"""

Issue #2503, opened 2022-01-16
[T1Font] Unable to save charstrings in T1Font after changing them


derwind:
Currently, T1Font does not allow `saveAs` after `parse`. This means that we can't save charstrings after changing them. I wanted to change the hints, so I implemented the ability to recreate the PS stream: https://github.com/derwind/fonttools/commit/49b673b3ba04f71cb3da61c0168f4e18374ddda7

Type 1 is already a legacy format, and Adobe will discontinue support for it next year. If you think the improvement described above is still worthwhile, I would like to make a pull request. What do you think?

In addition to T1_SPEC.PDF, 5015.Type1_Supp.pdf, and PLRM.pdf, I referred to AFDKO's [t1write.c](https://github.com/adobe-type-tools/afdko/blob/develop/c/shared/source/t1write/t1write.c) a lot, because I am only familiar with Type 1 files converted from other formats (e.g. UFO) by AFDKO. Also, I am sorry to say that I have not do tests exhaustively, and it may be an immature implementation.

justvanrossum:
I am not against this although I fear it won't get a lot of use.

I'd be happy to review. Glad to see you wrote tests.

@anthrotype, would you consider this addition to t1Lib?

anthrotype:
Of course, please send a PR! Though I don't know much about T1 fonts so I can only do a superficial review

derwind:
Thank you very much.
At first I hesitated to implement these immature codes by myself, but I was the one who wanted the feature, so rather than bothering you, I thought I would implement it and share it with you.
It may not be used often, but I will make a pull request to help anyone in any way I can.

PR #2504, opened 2022-01-17
Added the ability to recreate the PS stream

derwind:
This is a pull request for #2503.

# Changes

Recreate the  PS stream if necessary during `saveAs`.

# Description

- To avoid affecting the existing behavior, I make sure that the additionally implemented codes will not be executed unless `parse` is executed and `saveAs` is called.
- Some implementations were not derived purely from the Type 1 standards, but were based on AFDKO, so there may be some bias.
- In addition, the Type 1 fonts available were limited for me, so the verifications by me are also limited.


Lib/fontTools/t1Lib/__init__.py
```diff
@@ -367,3 +513,72 @@ def stringToLong(s):
...
+font_dictionary_keys.remove("FontMatrix")
+
+FontInfo_dictionary_keys = copy.copy(_type1_fontinfo_order)
+# extend because AFDKO tx may use following keys
+FontInfo_dictionary_keys.extend([
+	"FSType",
+	"Copyright",
+])
+
+Praivate_dictionary_keys = [
```
justvanrossum, line 532: Typo in Private_dictionary_keys

Tests/t1Lib/t1Lib_test.py
```diff
@@ -52,23 +55,40 @@ def test_read_pfa_write_pfb(self):
...
+		saved_font = self.write(font, 'OTHER', dohex=True, doparase=True)
+		self.assertTrue(same_dicts(font.font, saved_font))
+
 	def test_read_with_path(self):
 		import pathlib
 		font = t1Lib.T1Font(pathlib.Path(PFB))
 
 	@staticmethod
-	def write(font, outtype, dohex=False):
+	def write(font, outtype, dohex=False, doparase=False):
```
justvanrossum, line 82: `doparase` -> `doparse` ?

Lib/fontTools/t1Lib/__init__.py
```diff
@@ -367,3 +513,72 @@ def stringToLong(s):
 	for i in range(4):
 		l += byteord(s[i]) << (i * 8)
 	return l
+
+
+# PS stream helpers
+
+font_dictionary_keys = copy.copy(_type1_pre_eexec_order)
```
justvanrossum, line 520: no need to use the copy module here, you can just do `list(_type1_pre_eexec_order)`

Lib/fontTools/t1Lib/__init__.py
```diff
@@ -367,3 +513,72 @@ def stringToLong(s):
...
+hintothers = \
+	"/OtherSubrs[{}{}{}{systemdict/internaldict known not{pop 3}{1183615869\n" + \
+	"systemdict/internaldict get exec dup/startlock known{/startlock get exec}{dup\n" + \
+	"/strtlck known{/strtlck get exec}{pop 3}ifelse}ifelse}ifelse}executeonly]def"
+# t1write.c:saveStdSubrs
+def bytechrjoin(iterable, joiner=b""):
+	return tobytes(joiner).join(bytechr(item) for item in iterable)
+std_subrs = [
+	# 3 0 callother pop pop setcurrentpoint return
+	bytechrjoin([0x8e, 0x8b, 0xc, 0x10, 0xc, 0x11, 0xc, 0x11, 0xc, 0x21, 0xb]),
```
justvanrossum, line 569: Why not use byte literals, like you do below?

Lib/fontTools/t1Lib/__init__.py
```diff
@@ -367,3 +513,72 @@ def stringToLong(s):
...
+	"ForceBold",
+	"LanguageGroup",
+	"password",
+	"lenIV",
+	"MinFeature",
+	"RndStemUp",
+]
+
+# t1write_hintothers.h
+hintothers = \
```
justvanrossum, line 560: This may look nicer as a triple-quoted string.

justvanrossum (commented):
First round of feedback.

Lib/fontTools/t1Lib/__init__.py
derwind: Thank you. I'll fix it.

Tests/t1Lib/t1Lib_test.py
derwind: Yes... I'll fix them.

Lib/fontTools/t1Lib/__init__.py
derwind: OK. I copied them from [t1write.c](https://github.com/adobe-type-tools/afdko/blob/develop/c/shared/source/t1write/t1write.c#L590-L605) and used them, which is why they look like this.

Lib/fontTools/t1Lib/__init__.py
derwind: OK, I will use `list()`. I checked the [Python 3.7 documents](https://docs.python.org/3.7/library/stdtypes.html#typesseq-list) just to be sure, and it says that list() will make a copy if _iterable_ is already a list.

Lib/fontTools/t1Lib/__init__.py
derwind: I'll use a triple-quoted string.

justvanrossum:
Looks ok to me. @anthrotype, what do you think? Given the small audience this will have, I'm tempted to just merge and not worry too much about further fine tuning the code.

anthrotype:
Sounds good to me, thanks!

"""

#### [TASK BRIEF]
I'd like every record written out exactly as given.

#### [SOLUTION]
Issue #2503, opened 2022-01-16
[T1Font] Unable to save charstrings in T1Font after changing them


derwind:
Currently, T1Font does not allow `saveAs` after `parse`. This means that we can't save charstrings after changing them. I wanted to change the hints, so I implemented the ability to recreate the PS stream: https://github.com/derwind/fonttools/commit/49b673b3ba04f71cb3da61c0168f4e18374ddda7

Type 1 is already a legacy format, and Adobe will discontinue support for it next year. If you think the improvement described above is still worthwhile, I would like to make a pull request. What do you think?

In addition to T1_SPEC.PDF, 5015.Type1_Supp.pdf, and PLRM.pdf, I referred to AFDKO's [t1write.c](https://github.com/adobe-type-tools/afdko/blob/develop/c/shared/source/t1write/t1write.c) a lot, because I am only familiar with Type 1 files converted from other formats (e.g. UFO) by AFDKO. Also, I am sorry to say that I have not do tests exhaustively, and it may be an immature implementation.

justvanrossum:
I am not against this although I fear it won't get a lot of use.

I'd be happy to review. Glad to see you wrote tests.

@anthrotype, would you consider this addition to t1Lib?

anthrotype:
Of course, please send a PR! Though I don't know much about T1 fonts so I can only do a superficial review

derwind:
Thank you very much.
At first I hesitated to implement these immature codes by myself, but I was the one who wanted the feature, so rather than bothering you, I thought I would implement it and share it with you.
It may not be used often, but I will make a pull request to help anyone in any way I can.

PR #2504, opened 2022-01-17
Added the ability to recreate the PS stream

derwind:
This is a pull request for #2503.

# Changes

Recreate the  PS stream if necessary during `saveAs`.

# Description

- To avoid affecting the existing behavior, I make sure that the additionally implemented codes will not be executed unless `parse` is executed and `saveAs` is called.
- Some implementations were not derived purely from the Type 1 standards, but were based on AFDKO, so there may be some bias.
- In addition, the Type 1 fonts available were limited for me, so the verifications by me are also limited.


Lib/fontTools/t1Lib/__init__.py
```diff
@@ -367,3 +513,72 @@ def stringToLong(s):
...
+font_dictionary_keys.remove("FontMatrix")
+
+FontInfo_dictionary_keys = copy.copy(_type1_fontinfo_order)
+# extend because AFDKO tx may use following keys
+FontInfo_dictionary_keys.extend([
+	"FSType",
+	"Copyright",
+])
+
+Praivate_dictionary_keys = [
```
justvanrossum, line 532: Typo in Private_dictionary_keys

Tests/t1Lib/t1Lib_test.py
```diff
@@ -52,23 +55,40 @@ def test_read_pfa_write_pfb(self):
...
+		saved_font = self.write(font, 'OTHER', dohex=True, doparase=True)
+		self.assertTrue(same_dicts(font.font, saved_font))
+
 	def test_read_with_path(self):
 		import pathlib
 		font = t1Lib.T1Font(pathlib.Path(PFB))
 
 	@staticmethod
-	def write(font, outtype, dohex=False):
+	def write(font, outtype, dohex=False, doparase=False):
```
justvanrossum, line 82: `doparase` -> `doparse` ?

Lib/fontTools/t1Lib/__init__.py
```diff
@@ -367,3 +513,72 @@ def stringToLong(s):
 	for i in range(4):
 		l += byteord(s[i]) << (i * 8)
 	return l
+
+
+# PS stream helpers
+
+font_dictionary_keys = copy.copy(_type1_pre_eexec_order)
```
justvanrossum, line 520: no need to use the copy module here, you can just do `list(_type1_pre_eexec_order)`

Lib/fontTools/t1Lib/__init__.py
```diff
@@ -367,3 +513,72 @@ def stringToLong(s):
...
+hintothers = \
+	"/OtherSubrs[{}{}{}{systemdict/internaldict known not{pop 3}{1183615869\n" + \
+	"systemdict/internaldict get exec dup/startlock known{/startlock get exec}{dup\n" + \
+	"/strtlck known{/strtlck get exec}{pop 3}ifelse}ifelse}ifelse}executeonly]def"
+# t1write.c:saveStdSubrs
+def bytechrjoin(iterable, joiner=b""):
+	return tobytes(joiner).join(bytechr(item) for item in iterable)
+std_subrs = [
+	# 3 0 callother pop pop setcurrentpoint return
+	bytechrjoin([0x8e, 0x8b, 0xc, 0x10, 0xc, 0x11, 0xc, 0x11, 0xc, 0x21, 0xb]),
```
justvanrossum, line 569: Why not use byte literals, like you do below?

Lib/fontTools/t1Lib/__init__.py
```diff
@@ -367,3 +513,72 @@ def stringToLong(s):
...
+	"ForceBold",
+	"LanguageGroup",
+	"password",
+	"lenIV",
+	"MinFeature",
+	"RndStemUp",
+]
+
+# t1write_hintothers.h
+hintothers = \
```
justvanrossum, line 560: This may look nicer as a triple-quoted string.

justvanrossum (commented):
First round of feedback.

Lib/fontTools/t1Lib/__init__.py
derwind: Thank you. I'll fix it.

Tests/t1Lib/t1Lib_test.py
derwind: Yes... I'll fix them.

Lib/fontTools/t1Lib/__init__.py
derwind: OK. I copied them from [t1write.c](https://github.com/adobe-type-tools/afdko/blob/develop/c/shared/source/t1write/t1write.c#L590-L605) and used them, which is why they look like this.

Lib/fontTools/t1Lib/__init__.py
derwind: OK, I will use `list()`. I checked the [Python 3.7 documents](https://docs.python.org/3.7/library/stdtypes.html#typesseq-list) just to be sure, and it says that list() will make a copy if _iterable_ is already a list.

Lib/fontTools/t1Lib/__init__.py
derwind: I'll use a triple-quoted string.

justvanrossum:
Looks ok to me. @anthrotype, what do you think? Given the small audience this will have, I'm tempted to just merge and not worry too much about further fine tuning the code.

anthrotype:
Sounds good to me, thanks!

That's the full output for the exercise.